Andreas Buja and Werner Stuetzle (2006). Observations on bagging. Vol.16, No.2

Statistica Sinica 16(2006), 323-351

OBSERVATIONS ON BAGGING

Andreas Buja and Werner Stuetzle

University of Pennsylvania and University of Washington

Abstract: Bagging is a device intended for reducing the prediction error of learning algorithms. In its simplest form, bagging draws bootstrap samples from the training sample, applies the learning algorithm to each bootstrap sample, and then averages the resulting prediction rules. More generally, the resample size may be different from the original sample size , and resampling can be done with or without replacement.

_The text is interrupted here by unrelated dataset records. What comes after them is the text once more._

PR #8819, opened 2025-04-29
Renamed premium SKU to Enterprise Advanced

harshilsharma63:
#### Summary
Renamed Premium SKU to `Enterprise Advanced`.

Server PR - https://github.com/mattermost/mattermost/pull/30882

#### Ticket Link
Fixes https://mattermost.atlassian.net/browse/MM-63928

#### Release Note
```release-note
None
```

### DIFF
--- a/app/constants/license.ts
+++ b/app/constants/license.ts
@@ -8,7 +8,7 @@ export default {
         Starter: 'starter',
         Professional: 'professional',
         Enterprise: 'enterprise',
-        Premium: 'premium',
+        EnterpriseAdvanced: 'advanced',
     },
     SelfHostedProducts: {
         STARTER: 'starter',
--- a/app/screens/channel/channel_feature_checks.test.tsx
+++ b/app/screens/channel/channel_feature_checks.test.tsx
@@ -6,7 +6,7 @@ import {shouldShowChannelBanner} from '@screens/channel/channel_feature_checks';
 
 describe('shouldShowChannelBanner', () => {
     const validLicense = {
-        SkuShortName: License.SKU_SHORT_NAME.Premium,
+        SkuShortName: License.SKU_SHORT_NAME.EnterpriseAdvanced,
     } as ClientLicense;
 
     const validBannerInfo = {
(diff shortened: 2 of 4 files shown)


harshilsharma63:
Note to reviewers - neither premium, not enterprise advanced license has been released to anyone, so we don't need to worry about anything like migrating existing users, existing data, etc.. Its all brand new.

larkox (approved):

app/constants/license.ts
```diff
@@ -8,7 +8,7 @@ export default {
         Starter: 'starter',
         Professional: 'professional',
         Enterprise: 'enterprise',
-        Premium: 'premium',
+        EnterpriseAdvanced: 'advanced',
```
enahum, line 11: What about self hosted below?

harshilsharma63: I see only one use, just for SelfHostedProducts.STARTER, others are all unused and not needed, including for new SKU.

enahum: yeah, I'm not sure why is that there, perhaps we need to reach out to the person who added it or something, I'm not even sure what it is used for, but at the end of the day my comment was mostly about consistency other than usage

harshilsharma63: @M-ZubairAhmed can you share why do we need those? I see you added them as part of #7663 and in that PR, the only use was of `SelfHostedProducts.STARTER` and till now we don't have any other use of that or other keys.

M-ZubairAhmed: If its not used you can remove it i have added that for consistency.

harshilsharma63: Okay, so for this PR, I'll keep it as it, and we're find just adding the constant for short sku name.

harshilsharma63: @enahum we should be good to go for this. I've created https://mattermost.atlassian.net/browse/MM-63963 to track the removal of unused constants.

enahum:
Anything else around the codebase that checks for the type of license ir is channel banner the only one?

enahum (approved):
If not other changes are needed in terms if checking for sku

harshilsharma63:
> Anything else around the codebase that checks for the type of license ir is channel banner the only one?

Its only channel banner for now.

We investigate bagging in a simplified situation: the prediction rule produced by a learning algorithm is replaced by a simple real-valued U-statistic of i.i.d. data. U-statistics of high order can describe complex dependencies, and yet they admit a rigorous asymptotic analysis. We show that bagging U-statistics often but not always decreases variance, whereas it always increases bias. The most striking finding, however, is an equivalence between bagging based on resampling with and without replacement: the respective resample sizes $M_{with} = \alpha_{with} N$ and $M_{w/o} = \alpha_{w/o} N$ produce very similar bagged statistics if $\alpha_{with} = \alpha_{w/o} / (1-\alpha_{w/o})$ . While our derivation is limited to U-statistics, the equivalence seems to be universal. We illustrate this point in simulations where bagging is applied to CART trees.

Key words and phrases: Bagging, CART, U-statistics.